**YOUR OBJECTIVE**
Each entry that follows should be retyped exactly.

Stored data entries

PR #9015, opened 2026-08-01
fix: Rebuild wishlist when new files are wanted.

### LINKED ISSUE #8332: files don't start downloading after being toggled from "don't download" to "download"
### What is the issue?

Did mention that way back in https://github.com/transmission/transmission/issues/7572 in comment 

> Something else that does not seem to "update" every time - partial downloads, where you start with 1 or few files out of say 24, in case of diskspace shortage. Later you check next file of two, download these. This check does not trigger download, not every time. Sometimes I need to uncheck it, and check it again. Sometimes click on priority will get it start a download...

Although main issue in that ticket was fixed then and is still working, this part of the problem wasnt related to it, I guess. 

Same description applies. Because of space-shortage, some larger downloads can only be downloaded by pausing torrent right after torrent for magnetlink is fetched, unchecking say 90% of directories of that torrent, then starting download. Files checked get downloaded, all fine. Days, maybe a week later, I free up some space and want to download more of that partially downloaded torrent. Checking new directories in its properties > files. And most of the time, all that happens, is that progress-bar for that torrent gets updated to reflect less-than-100% progress. Uploading that was going on for that torrent, keeps going but downloading does not start. In some rare cases it works but over 95% of times I can wait for hours and this just does not start downloading those marked files. And what "fixes" it every time is to pause and start that torrent again. 

OS: debian testing

GTK+ app on Linux, BSD, etc.

transmission-gtk 4.1.0~beta5+dfsg-1

flaxgrowler:
A torrent may be "done" (all wanted files complete) because the user has unselected some files for download. If the user later checks some of those files, the peer-mgr's wishlist controller was not rebuilt so the newly-wanted files are never requested. The user has to restart transmission to download the files.

This fixes the issue by adding an undone signal that rebuilds the wishlist
Fixes #8332

Notes: Fixes a bug where files didn't download after being toggled from "don't download" to "download" on a torrent that was previously "complete".

### DIFF
--- a/libtransmission/peer-mgr.cc
+++ b/libtransmission/peer-mgr.cc
@@ -480,6 +480,7 @@ public:
         , tor{ tor_in }
         , tags_{ {
               tor_in->done_.connect_scoped([this](tr_torrent*, bool) { on_torrent_done(); }),
+              tor_in->undone_.connect_scoped([this](tr_torrent*) { on_torrent_undone(); }),
               tor_in->doomed_.connect_scoped([this](tr_torrent*) { on_torrent_doomed(); }),
               tor_in->got_bad_piece_.connect_scoped([this](tr_torrent*, tr_piece_index_t p) { on_got_bad_piece(p); }),
               tor_in->got_metainfo_.connect_scoped([this](tr_torrent*) { on_got_metainfo(); }),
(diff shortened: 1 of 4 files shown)


flaxgrowler:
Is there anything I can do to make this easier to review and eventually get merged?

**SOLUTION FOR THIS EXERCISE**
PR #9015, opened 2026-08-01
fix: Rebuild wishlist when new files are wanted.

### LINKED ISSUE #8332: files don't start downloading after being toggled from "don't download" to "download"
### What is the issue?

Did mention that way back in https://github.com/transmission/transmission/issues/7572 in comment 

> Something else that does not seem to "update" every time - partial downloads, where you start with 1 or few files out of say 24, in case of diskspace shortage. Later you check next file of two, download these. This check does not trigger download, not every time. Sometimes I need to uncheck it, and check it again. Sometimes click on priority will get it start a download...

Although main issue in that ticket was fixed then and is still working, this part of the problem wasnt related to it, I guess. 

Same description applies. Because of space-shortage, some larger downloads can only be downloaded by pausing torrent right after torrent for magnetlink is fetched, unchecking say 90% of directories of that torrent, then starting download. Files checked get downloaded, all fine. Days, maybe a week later, I free up some space and want to download more of that partially downloaded torrent. Checking new directories in its properties > files. And most of the time, all that happens, is that progress-bar for that torrent gets updated to reflect less-than-100% progress. Uploading that was going on for that torrent, keeps going but downloading does not start. In some rare cases it works but over 95% of times I can wait for hours and this just does not start downloading those marked files. And what "fixes" it every time is to pause and start that torrent again. 

OS: debian testing

GTK+ app on Linux, BSD, etc.

transmission-gtk 4.1.0~beta5+dfsg-1

flaxgrowler:
A torrent may be "done" (all wanted files complete) because the user has unselected some files for download. If the user later checks some of those files, the peer-mgr's wishlist controller was not rebuilt so the newly-wanted files are never requested. The user has to restart transmission to download the files.

This fixes the issue by adding an undone signal that rebuilds the wishlist
Fixes #8332

Notes: Fixes a bug where files didn't download after being toggled from "don't download" to "download" on a torrent that was previously "complete".

### DIFF
--- a/libtransmission/peer-mgr.cc
+++ b/libtransmission/peer-mgr.cc
@@ -480,6 +480,7 @@ public:
         , tor{ tor_in }
         , tags_{ {
               tor_in->done_.connect_scoped([this](tr_torrent*, bool) { on_torrent_done(); }),
+              tor_in->undone_.connect_scoped([this](tr_torrent*) { on_torrent_undone(); }),
               tor_in->doomed_.connect_scoped([this](tr_torrent*) { on_torrent_doomed(); }),
               tor_in->got_bad_piece_.connect_scoped([this](tr_torrent*, tr_piece_index_t p) { on_got_bad_piece(p); }),
               tor_in->got_metainfo_.connect_scoped([this](tr_torrent*) { on_got_metainfo(); }),
(diff shortened: 1 of 4 files shown)


flaxgrowler:
Is there anything I can do to make this easier to review and eventually get merged?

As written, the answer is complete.